Thermal analysis can also be performed by small scale, rapid analysis. Microdifferential scanning calorimetry (micro-DSC) yields the melting point, revealing conformational changes in proteins and soft matter, such as the denaturing of collagen.²¹⁰ While DSC is limited in throughput, differential scanning fluorimetry (DSF) can rapidly detect thermal transitions by tracking changes in solvatochromic fluorescent dyes with affinity for hydrophobic regions of a protein that become exposed upon unfolding.²¹¹ DSF can also probe binding interactions between proteins and small molecules or polymer networks^5,212,213 with low sample burden (10 pmol) by measuring temperature-dependent fluorescence changes with simultaneous real time-PCR instrumentation.²¹⁴ However, DSF depends strongly on protein-reporter interactions and not every reporter will capture relevant thermal shifts.²¹⁵

4.2.2. Adapting Biological Characterization Techniques for Synthetic Polymers

Polymer chemistry has also found success in adapting tools from biological workflows (Figure 9a). These tools are typically capable of characterizing conformation and binding profiles for biopolymers, including proteins, which are laborious to synthesize and can be unstable in ambient conditions. These techniques therefore produce information-rich outputs using small amounts of materials, and they can typically be performed in well plates.

Figure 9.

Biological techniques adaptable to synthetic macromolecule characterization. (a) Overview of the structural and functional characterization techniques described herein. (b) Surface plasmon resonance (SPR): the target flows through a channel over a ligand immobilized on a metal sensor surface. Changes in the refractive index upon binding provide real-time information regarding kinetics and affinities between binding partners. (c) Affinity selection mass spectrometry (AS-MS): unbound target molecules or ions are isolated physically or through dialysis techniques from a macromolecular binding partner, then quantified to determine the bound fraction across a range of target concentrations. (d) Isothermal titration calorimetry (ITC): one binding partner, typically the target, is titrated gradually into a dilute solution of the other, while the resulting heat change is measured against a reference cell. Peak integration of each binding event and subsequent curve fitting yields ΔH, binding stoichiometry (N), and association constant (K_a). (e) Ion mobility spectrometry-mass spectrometry (IMS-MS): ions are separated based on size, charge state, and collisional cross section, resolving differences in polymer architecture or conformation. (f) Förster resonance energy transfer (FRET): the transfer of energy from excitation of a donor group to an acceptor moiety in close proximity enables the measurement of through-space interactions, and this can probe properties such as conformation or end-to-end distance (Adapted from ref (234). Copyright 2023 American Chemical Society).

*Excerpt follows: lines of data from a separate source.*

PR #1691, opened 2019-08-21
Keep Expand State Elevation Diagram

### LINKED ISSUE #1658: Do not show height graph again if closed
(for desktop)

reported in #1654 from @easbar 

> Just a minor issue, but if I close the height graph (say because I want to see more of the map) and then drag one of the route markers it pops up again.

boldtrn:
Fixes #1658 

As discussed, the elevation diagram remembers it's state in a request variable and will be expandable even on mobile devices. 

I also updated some js dependencies and fixed a minor issue when showing boolean PathDetails. For details with value=false, the former solution showed "Undefined", now it correctly shows "false".


karussell:
Thanks!

> the former solution showed "Undefined", now it correctly shows "false".

:+1: 

> the elevation diagram remembers it's state in a request variable 

Wouldn't it be better to avoid yet another parameter as discussed in #1658?

> > Better just temporary in some JavaScript object to avoid complexity.

> Sure we can certainly do that as well +1

boldtrn:
> Wouldn't it be better to avoid yet another parameter as discussed in #1658?

I think I missunderstood the following, that you wanted a parameter :):

> and somehow storing the state (in the elevation parameter?)

Should I remove it again?

karussell:
> and somehow storing the state (in the elevation parameter?)

Ah, ok. Was using the initial way it was described in the issue - obviously this was confusing :)

> Should I remove it again?

Yes, I think the link should not store the device size indirectly.

boldtrn:
> Yes, I think the link should not store the device size indirectly.

There should only be a setting in the URL if the user explicitly toggles the diagram (either opens or closes it).

karussell:
Yes. But why should we put this state in the URL? I see it as a personal setting that you do not want to share (btw: use_miles and locale are maybe a similar thing but that is for another issue ;) ).

boldtrn:
If you reload the website, the setting is still active. Or if you save this as bookmark, the setting is still active is as well. But I can remove it, that's easy :). I don't have a strong opinion on that.

karussell:
> If you reload the website, the setting is still active

Yes, I think this is ok

boldtrn:
I updated the PR, the expand state is now kept as a js variable. Also I updated the version of the elevation diagram to the latest version, there were some improvements, including a slightly improved style.

karussell:
It does not seem to fix #1658 although it now just hides if screen is too small.

Additionally a black box is shown instead of the properties:

image

boldtrn:
> Additionally a black box is shown instead of the properties

That's probably a caching problem, die you fully reload the website and rebuild the JS?

> It does not seem to fix #1658 although it now just hides if screen is too small.

For me it stays closed, once I closed it, until I reopen it, then it stays open. Could you provide some more details to reproduce this?

karussell:
> That's probably a caching problem

I'm using the private mode of firefox. What else could make a problem?

> die you fully reload the website and rebuild the JS?

Yes and I also tried `npm run watch` and tried it without jetty on GraphHopper Maps (it is still there to try and see it)

web/package.json
```diff
@@ -27,15 +27,15 @@
     "leaflet.vectorgrid": "1.3.0",
     "browserify": "16.2.0",
     "browserify-swap": "0.2.2",
-    "d3": "5.9.7",
+    "d3": "5.11.0",
     "jquery": "3.4.1",
-    "leaflet": "1.3.1",
+    "leaflet": "1.5.1",
```
karussell: I think also the css and index.html needs an update if leaflet js is updated

boldtrn: Ah good point, there was indeed a minor css change, I updated this PR.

The binding profile of a material can be quantified through multiple techniques. Surface plasmon resonance (SPR) determines binding stoichiometry and kinetics with high sensitivity by measuring changes in the refractive index of a thin film sensor surface with an immobilized ligand or analyte.²¹⁶ Continuous flow of the complementary partner through a single channel can screen upward of 10² samples per day and has been used to study polymer–polymer interactions (Figure 9b).^5,217 Affinity selection mass spectrometry (AS-MS) characterizes protein–ligand interactions by quantifying either the bound or unbound ligands with mass spectrometry, often coupled with reversed phase or size exclusion chromatography (Figure 9c).^218,219 This method has also been used to study adsorption of metals^105,220 and per- and polyfluorinated alkyl substances (PFAS)²²¹ to polymer resins, as well as binding of polymers to other larger biomolecules.²²² Additionally, this method is amenable to both immobilized or solution-phase applications by using physical filtration or dialysis to isolate the bound material, respectively. In small systematic studies (∼10¹), isothermal titration calorimetry (ITC) has be used to probe binding thermodynamics for proteins,^223,224 peptides,^225,226 and soft materials²²⁷ by measuring solution heat changes as a target and ligand are slowly combined (Figure 9d). Although ITC is limited by longer experiment times, autosampling capabilities improve viability for characterization of hit materials identified in larger screens.^35,227 Finally, metallochromic dyes have been further used to visually screen the binding efficacy of materials, such as with immobilized peptoid ligands for hexavalent chromium and cadmium ions.^105,228

Apart from binding a target material, several techniques exist to quantify the intrinsic conformation or size of a polymer, including ion mobility spectrometry (IMS), fluorescence techniques, and colorimetric dyes. IMS can be coupled with mass spectrometry to differentiate molecules by size based on drift time (Figure 9e). IMS has been used to study protein disorder,^229,230 sequence-defined polymers,²³¹ and polymer architecture.²³² Förster resonance energy transfer (FRET) instead quantifies through-space proximity between donor and acceptor fluorescent moieties to report on conformational changes in polymer brush networks²³³ and in single chain polymers (Figure 9f).²³⁴ Fluorescence anisotropy, also called fluorescence polarization (FP), measures the tumbling rate of a fluorophore through solution, which is correlated with apparent size.⁵ This technique also requires a fluorescent probe, and has been used to determine the fluidity or rigidity of lipid and polymer membranes²³⁵ and yield time-resolved conformation and dynamics analysis of polymers in solution.^236−238

Dyes not coupled to the polymer can span solvatochromic, colorimetric, or fluorogenic types, and are capable of characterizing diverse properties including conformational changes,^98,214 aggregation,^239,240 cell viability,^241,242 metal ion uptake,^{105,243−245} and catalytic activity.^45,46 Characterization using dyes is both accessible and straightforward, involving minimal sample preparation and rapid throughput in well plates. For example, Nile red is a fluorescent dye used to visualize hydrophobic surfaces of proteins,²⁴⁶ polymers,²⁴⁷ and lipid droplets.²⁴⁸ Other probes, such as pyrene and Reichardt’s dye, exhibit solvatochromic properties, with absorption or emission spectra dependent on the polarity of the solvent or local environment.²⁴⁹ These probes are useful for surveying both single-chain conformation^98,250 and multichain assemblies.^251−253 Fluorescent dyes, including pentameric formylthiophene acetic acid and Thioflavin T, can monitor fibrilization and β-sheet assemblies,²⁵⁴ and nucleic acid assemblies can be similarly visualized.^255,256 Dye assays also benefit from careful optimization and validation of assay conditions, including quantification of nonspecific interactions, background signal, and photobleaching, in addition to characterization with existing materials as internal calibrants.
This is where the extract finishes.